DIRECTIONS: Read the records below and report each line in which "https" occurs.

Stored items
____________________
PR #857, opened 2015-10-05
Zabbix integration with Pagerduty

kelvk:
This PR provides a Zabbix script-based notification resource and configures Pagerduty integration (if enabled). Use of Pagerduty integration requires a service key. See https://www.pagerduty.com/docs/guides/zabbix-integration-guide/ for setup instructions.

The following Zabbix elements are setup when Pagerduty is enabled:
1. Pagerduty script - https://10.0.100.6/zabbix/media_types.php
2. Association of Pagerduty script media with Admin user - https://10.0.100.6/zabbix/users.php
3. Pagerduty trigger action - https://10.0.100.6/zabbix/actionconf.php

Note that neither update nor deletion of above Zabbix elements are supported by `bcpc_zbxnotify`.

A test fault can be simulated by executing `stop nova-compute` on any head/work node. Wait for Pagerduty's notification. When satisfied, execute `start nova-compute` and the issue should auto-resolve in Pagerduty.


cookbooks/bcpc/attributes/default.rb
```diff
@@ -201,6 +201,10 @@
 default['bcpc']['ntp_servers'] = ["pool.ntp.org"]
 default['bcpc']['dns_servers'] = ["8.8.8.8", "8.8.4.4"]
 
+# Proxy server for recipes to use
+# Example: http://proxy-hostname:port
+default['bcpc']['proxy_server'] = nil
```
kamidzi: Throwback? It's thursday! https://github.com/bloomberg/chef-bcpc/blob/master/docs/legacy_bootstrap_doc.md ;)

kelvk: I intended to deprecate the old attribute in favor of the new, as use of proxy extends beyond bootstrapping.

cookbooks/bcpc/providers/zbxnotify.rb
____________________
ANSWER BOX:
This PR provides a Zabbix script-based notification resource and configures Pagerduty integration (if enabled). Use of Pagerduty integration requires a service key. See https://www.pagerduty.com/docs/guides/zabbix-integration-guide/ for setup instructions.
1. Pagerduty script - https://10.0.100.6/zabbix/media_types.php
2. Association of Pagerduty script media with Admin user - https://10.0.100.6/zabbix/users.php
3. Pagerduty trigger action - https://10.0.100.6/zabbix/actionconf.php
kamidzi: Throwback? It's thursday! https://github.com/bloomberg/chef-bcpc/blob/master/docs/legacy_bootstrap_doc.md ;)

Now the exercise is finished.